I wouldn't even be in this mess but get this.... I had a seedling hardening over outside the first week of June. One day I left her out a little long and right at where her one tooth seed leaf meets the stem she started to form what looked like a blister and the seed leaf like bent itself backward and was shielding the blister. The other seed leaf also twisted around and was basically acting and looking exactly as a shield, shielding the blister. So I got her in the shade. The next day I put her out and kept my eye on her. Long story short is that she recovered great but in that area there was some sort of an explosion. Another top grew from that point. At first it just looked like a bunch of leaves clumped together (I figured she was gonna grow all crazy and I'd have to put her down), but after a few days it was clear that another top had started. A few days later I noticed that there was another top starting. It happened again a few days later. In the end there's 4 tops. It's one stem from the ground, then it divides into 2, and then from one side it divides again and from that divided branch it divides one more time. It's the damnedest looking thing you've ever seen. But the point is that 1. It grew a little slower as its growing all these tops and 2. I gotta see how much yield I can get outta this thing. It might be a once in a lifetime thing.
 

mr sunshine

Well-Known Member
That's what I meant to ask. How would the limited sun affect the yield.
It doesn't really matter, one year you can grow a three pounder next year you only get one. You're at the mercy of mother nature so it is what it is. Even if you know everything you're supposed to know, growing outside is a gamble. Just let it grow and assess the situation for next year. That way you can have a starting point and make the proper adjustments.
 

too larry

Well-Known Member
Yes. I'll be coordinating it to overlap with say the last hour of indirect light. Here in michigan that would mean I'd move them into the shed and hit the lights at about 7pm. It will still b light outside but it'll be indirect light and fading. From 7pm to 9pm they can get extra light. Then They sit in the dark from 9pm until about 830 when I bring them back out into the outdoors. The indirect light starts coming out at about 730am. The direct light starts hitting their outside greenhouse at about 830am. Would this work?
I wouldn't mess with the natural light hours at all. Changing the light hours around will not bring anything good. Reveg would be the most likely, but it is also possible your plant will change it's name to Herman.

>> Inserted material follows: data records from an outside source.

PR #3262, opened 2018-02-16
ConditionDependentNode rework

vampcat:
This PR is somewhat of an experimental PR, since I'm not *entirely* sold on adding changeListener for every single condition dependent node, even if it's barely a single line. The only good work-around I see is to retain PropertyChangeListener in CDN, but that kinda makes it confusing for new readers to understand, since the Node related code is split across places.

Feedback on PropertyChangeListener notwithstanding, the rest of the rework (related to conditions) is still something I'd like to go ahead with.

Further explanation of the new system, copied from a comment below:

Whenever a property was changed, CDN called checkConditions(), which updated the "status" of the node (whether it's enabled or disabled), followed by which it called refreshTaskList, which only created tasks from enabled Nodes. There were two glaring issues with this:

If a method decides to override the propertyChange method, and does not explicitly call checkConditions(), enabling/disabling any property won't actually affect the Node's status, even if it leads to some requirements not being met.
The only way to enable/disable a CDN was through settings. That means if I have CDN with requirement bloomEnabled, I have to toggle bloomEnabled in renderingConfig to toggle the Node's status. I can't just call setEnabled() on the Node. Obviously a problem if we want to go for a renderGraph.
My solution:

Instead of changing the enabled/disabled method statically, we simply check the conditions when we are generating the task list.
We separate the status of the node from the conditions of the node. That means we can toggle a node on/off independently of the conditions, but the final status of the node depends on the user-set state and conditions.

### DIFF
--- a/engine/src/main/java/org/terasology/rendering/dag/ConditionDependentNode.java
+++ b/engine/src/main/java/org/terasology/rendering/dag/ConditionDependentNode.java
@@ -16,7 +16,10 @@
 package org.terasology.rendering.dag;
 
 import com.google.common.collect.Lists;
+import org.terasology.context.Context;
+import org.terasology.rendering.world.WorldRenderer;
 
+import java.beans.PropertyChangeEvent;
 import java.beans.PropertyChangeListener;
 import java.util.List;
 import java.util.function.Supplier;
@@ -24,8 +27,14 @@ import java.util.function.Supplier;
 /**
  * TODO: Add javadocs
  */
-public abstract class ConditionDependentNode extends AbstractNode {
+public abstract class ConditionDependentNode extends AbstractNode implements PropertyChangeListener {
     private List<Supplier<Boolean>> conditions = Lists.newArrayList();
+
+    protected WorldRenderer worldRenderer;
+
+    protected ConditionDependentNode(Context context) {
+        worldRenderer = context.get(WorldRenderer.class);
+    }
 
     protected void requiresCondition(Supplier<Boolean> condition) {
         conditions.add(condition);
@@ -42,5 +51,10 @@ public abstract class ConditionDependentNode extends AbstractNode {
     @Override
     public boolean isEnabled() {
         return enabled && checkConditions();
+    }
+
+    @Override
+    public void propertyChange(PropertyChangeEvent event) {
+        worldRenderer.requestTaskListRefresh();
     }
 }
--- a/engine/src/main/java/org/terasology/rendering/dag/ConditionDependentNode.java
+++ b/engine/src/main/java/org/terasology/rendering/dag/ConditionDependentNode.java
@@ -16,10 +16,7 @@
 package org.terasology.rendering.dag;
 
 import com.google.common.collect.Lists;
-import org.terasology.context.Context;
-import org.terasology.rendering.world.WorldRenderer;
 
-import java.beans.PropertyChangeEvent;
 import java.beans.PropertyChangeListener;
 import java.util.List;
 import java.util.function.Supplier;
@@ -27,18 +24,11 @@ import java.util.function.Supplier;
 /**
  * TODO: Add javadocs
  */
-public abstract class ConditionDependentNode extends AbstractNode implements PropertyChangeListener {
+public abstract class ConditionDependentNode extends AbstractNode {
     private List<Supplier<Boolean>> conditions = Lists.newArrayList();
-
-    private WorldRenderer worldRenderer;
-
-    protected ConditionDependentNode(Context context) {
-        worldRenderer = context.get(WorldRenderer.class);
-    }
 
     protected void requiresCondition(Supplier<Boolean> condition) {
         conditions.add(condition);
-        checkConditions(); // TODO: better to remove this in near feature
     }
 
     private boolean checkConditions() {
@@ -46,23 +36,11 @@ public abstract class ConditionDependentNode extends AbstractNode implements Pro
         for (Supplier<Boolean> condition : conditions) {
             conditionsAreSatisfied = conditionsAreSatisfied && condition.get();
         }
-
-        if (conditionsAreSatisfied != isEnabled()) {
-            setEnabled(conditionsAreSatisfied);
-            // enabling/disabling here means we cannot enable/disable nodes directly:
-            // we must always go through the settings.
-            return true;
-        } else {
-            return false;
-        }
-
+        return conditionsAreSatisfied;
     }
 
     @Override
-    public void propertyChange(PropertyChangeEvent evt) {
-        boolean conditionsChanged = checkConditions();
-        if (conditionsChanged) {
-            worldRenderer.requestTaskListRefresh();
-        }
+    public boolean isEnabled() {
+        return enabled && checkConditions();
     }
 }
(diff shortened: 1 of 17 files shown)


GooeyHub:

engine/src/main/java/org/terasology/rendering/dag/nodes/BloomBlurNode.java
```diff
@@ -57,5 +63,11 @@ protected void setupConditions(Context context) {
         RenderingConfig renderingConfig = context.get(Config.class).getRendering();
         renderingConfig.subscribe(RenderingConfig.BLOOM, this);
         requiresCondition(renderingConfig::isBloom);
+        worldRenderer = context.get(WorldRenderer.class);
+    }
+
+    @Override
+    public void propertyChange(PropertyChangeEvent event) {
```
emanuele3d: These identical methods obviously represent a lot of code duplication. Couldn't we keep them in ConditionDependentNode and then override them only when strictly necessary?

engine/src/main/java/org/terasology/rendering/dag/nodes/LateBlurNode.java
```diff
@@ -67,11 +69,14 @@ protected void setupConditions(Context context) {
         renderingConfig = context.get(Config.class).getRendering();
         renderingConfig.subscribe(RenderingConfig.BLUR_INTENSITY, this);
         requiresCondition(() -> renderingConfig.getBlurIntensity() != 0);
+        worldRenderer = context.get(WorldRenderer.class);
     }
 
     @Override
     public void propertyChange(PropertyChangeEvent event) {
         updateBlurRadius();
+        // Changing the blurRadius can potentially enable/disable the Node, meaning we have to refresh the taskList.
```
emanuele3d: This is not obvious from the code in this method and in updateBlurRadius(). Can you be more explicit on why this is possible? Where exactly is the node disabled?

engine/src/main/java/org/terasology/rendering/dag/ConditionDependentNode.java
```diff
@@ -16,53 +16,31 @@
...
         }
-
-        if (conditionsAreSatisfied != isEnabled()) {
-            setEnabled(conditionsAreSatisfied);
-            // enabling/disabling here means we cannot enable/disable nodes directly:
-            // we must always go through the settings.
-            return true;
-        } else {
-            return false;
-        }
```
emanuele3d: I don't remember why @tdgunes and I did it this way. I suspect if we did there was a reason, but if you @vampcat think perhaps that reason is no longer there and this code can be simplified so dramatically, why not!

So, how are nodes enabled/disabled now?

engine/src/main/java/org/terasology/rendering/dag/nodes/BloomBlurNode.java
vampcat: Yes, I was concerned about the code duplication as well. Let's do as you suggest!

vampcat: Oh wait, I just remember why I did not make that change myself.

So, here is the "default" propertyChange:
`worldRenderer.requestTaskListRefresh();`
Obviously, this requires the `worldRenderer` variable. If we store the variable in the class, one of two things happens:

- Unknown to the developer, he inherits CDN *and* creates a worldRenderer variable in his class, meaning two worldRenderer variables exist in the class. Not a big deal functionally, but I can't say I like the redundancy. This is what currently happens, btw.
- The developer is well versed with the system and knows that the `worldRenderer` variable is available to him. However, a new-comer looks at the code and goes "where did this variable come from?", or, he assumes it's a part of Node and tries to use it in non-CD Nodes, causing irritation when it doesn't work.

I'll revert back to having `worldRenderer` in the base class if you want me to, but I feel like we need a more elegant third solution for this.

vampcat:
Okay, so let me explain the old system properly. I'll add this to the PR description as well, to make it clearer to posterity.

Whenever a property was changed, CDN called `checkConditions()`, which updated the "status" of the node (whether it's enabled or disabled), followed by which it called `refreshTaskList`, which only created tasks from enabled Nodes. There were two glaring issues with this:
- If a method decides to override the propertyChange method, and does not explicitly call `checkConditions()`, enabling/disabling any property won't *actually* affect the Node's status, even if it leads to some requirements not being met.
- The only way to enable/disable a CDN was through settings. That means if I have CDN with requirement `bloomEnabled`, I have to toggle bloomEnabled in renderingConfig to toggle the Node's status. I can't just call `setEnabled()` on the Node. Obviously a problem if we want to go for a renderGraph.

My solution:
- Instead of changing the enabled/disabled method statically, we simply check the conditions when we 
- We separate the status of the node from the conditions of the node. That means we can toggle a node on/off independently of the conditions, *but* the final status of the node depends on the user-set state and conditions.

engine/src/main/java/org/terasology/rendering/dag/nodes/LateBlurNode.java
vampcat: Based on the explanation I gave below, I only update the value of blur here. When refreshing task list, the WR will check if this Node is enabled(), which will in turn call checkConditions to ensure all conditions are met, which is where the magic happens.

engine/src/main/java/org/terasology/rendering/dag/ConditionDependentNode.java
vampcat: When generating the task list, it already checks `if (node.isEnabled())`. My tweak just makes `isEnabled()` return `is enabled by user AND has all conditions met` for CDN. So, Nodes are enabled/disabled by the user, and their final status is decided by user-set-state and conditions-being-met.

engine/src/main/java/org/terasology/rendering/dag/nodes/BloomBlurNode.java
emanuele3d: I don't think that reasoning is particularly reasonable: if you want to extend a class rather than, say, use an instance of it as a black box, through an interface, it will make sense for you to look into how the original class is written and what fields/methods it provides. 

Even if you decide to "go solo" and replicate some of the private/protected variables, given we'll be dealing with hundreds of nodes -at most-, it will be an example of poor code quality but it won't slow down the application dramatically.

engine/src/main/java/org/terasology/rendering/dag/ConditionDependentNode.java
emanuele3d: Understood. For the time being it's fine. Please let's keep in mind that in the future we'll probably want disabled nodes and/or nodes whose conditions are not met to be completely out of the graph.   This concept is far from fleshed out but it's good to keep it on the backburner I think.

emanuele3d:
Thanks for the clarification @vampcat, very useful. Please deal with my first comment and this PR will be good to go. Speaking of that first comment, let's also write in the javadoc of the `propertyChange` method that overriding classes should eventually run the base class method unless, for whatever reason, they explicitly do not want the tasklist to be refreshed.

GooeyHub:

GooeyHub:

emanuele3d:
Smoke-tested, including some setting changes (i.e. disabling/enabling SSAO) and noticed no problems due to this PR. 

One thing I noticed however is that DoF is broken, also in develop. :disappointed:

There will be a lot of real problems to worry about before then. You will have to deal with them as they show up, or you won't get into November. This time of year is rough on outdoor growers. Just look at a few of the threads in this section. Experienced growers are fighting tooth and nail trying to save their crops. Many of them {like me} are not coming out on the winning end of that fight.

In the future, if you see one plant can't meet your needs, plant two. {I just put 70 seeds in soil for my fall/winter crop. I hope to have 15 or so keepers from them}
 
And how do the trees get so tall? I've often wondered. . . . .
Chance. Wind blows just right breaking a branch off a taller tree that's blockin it's sun. A wind storm in the spring thins out the forest a little allowing new sunlight to hit the floor for a year or two. Very cool to think about and to see.